Untuk memandu kehati-hatian ini, Mahkamah Agung mengeluarkan sejumlah panduan, seperti Surat Edaran Mahkamah Agung (SEMA) Nomor 3 Tahun 2023, SEMA Nomor 1 Tahun 2017, SEMA Nomor 3 Tahun 2015 dan SEMA Nomor 4 Tahun 2010. 

SEMA ini memberikan petunjuk teknis, jika Jaksa Penuntut Umum mendakwa dengan Pasal tertentu, tetapi faktanya terdakwa hanya sebagai pengguna dengan barang bukti relatif kecil, Hakim dapat menyimpangi pidana minimum. 

Dasar hukumnya adalah, diskresi Hakim dan asas kebebasan Hakim dalam mencari dan menemukan hukum yang adil (ius curia novit). 

Meskipun, SEMA bukanlah undang-undang, ia menjadi pedoman etis dan yuridis bagi Hakim dalam menyeimbangkan antara kepastian hukum (yang dituntut oleh UU Narkotika) dan keadilan substantif (yang dituntut oleh fakta kemanusiaan terdakwa).
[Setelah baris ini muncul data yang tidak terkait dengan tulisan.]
PR #344, opened 2023-04-07
Allow negative prices in aggregation

jayantk:
We want negative prices for yields. The only blocker for negative numbers is an overly-aggressive `if` statement in the aggregation logic designed to prevent overflows. I updated this if statement to the minimum necessary conditions to prevent overflow.

Note that the aggregation algorithm (`price_model`) is already tested with negative numbers (see test_price_model.c) so this should be fine. I also added a test to make sure negative numbers get aggregated properly, and changed some of the existing test cases that include negative numbers.

There was also a temporary check in the ema calculation that prevented negative numbers. I removed that check and added reasonably extensive tests for negative emas to validate the fix.

### DIFF
--- a/program/c/src/oracle/upd_aggregate.h
+++ b/program/c/src/oracle/upd_aggregate.h
@@ -180,12 +180,14 @@ static inline bool upd_aggregate( pc_price_t *ptr, uint64_t slot, int64_t timest
       int64_t price     = iptr->agg_.price_;
       int64_t conf      = ( int64_t )( iptr->agg_.conf_ );
       if ( iptr->agg_.status_ == PC_STATUS_TRADING &&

Implikasi Kehati-hatian Hakim

Keputusan untuk menjatuhkan vonis di bawah minimum memiliki implikasi yang signifikan, antara lain:

  1. Aspek Kemanusiaan dan Rehabilitasi: Keputusan yang lebih ringan memungkinkan terdakwa, terutama yang tergolong pecandu, mendapatkan putusan rehabilitasi, bukan pemenjaraan. Ini sejalan dengan filosofi pemasyarakatan dan pemulihan, bukan sekadar pembalasan.
  2. Mencegah Disparitas Putusan: Dengan adanya kehati-hatian dan pedoman yang sama seperti SEMA, disparitas putusan (perbedaan berat hukuman untuk kasus yang serupa) dapat diminimalisir, sehingga keadilan di mata publik lebih terjamin.
  3. Peran dalam Jaringan: Pidana di bawah minimal dapat dijatuhkan kepada terdakwa yang terbukti bukan merupakan bandar atau otak kejahatan. Hakim memberikan pertimbangan khusus pada peran terdakwa yang kooperatif, berterus terang, dan menunjukkan penyesalan.

Pada akhirnya, kehati-hatian Hakim dalam perkara narkotika Pasal 112 dan 114 adalah manifestasi dari penerapan hukum progresif. 

Hakim tidak hanya menjadi "corong undang-undang," tetapi juga penegak keadilan yang mempertimbangkan konteks sosial, peran terdakwa dan tujuan pemidanaan sejati dengan melindungi masyarakat sambil tetap menjunjung tinggi hak asasi manusia dan peluang pemulihan. 

Palu yang diketuk di bawah batas minimum, adalah sebuah pesan bahwa hukum harus humanis, bukan sekadar robotis.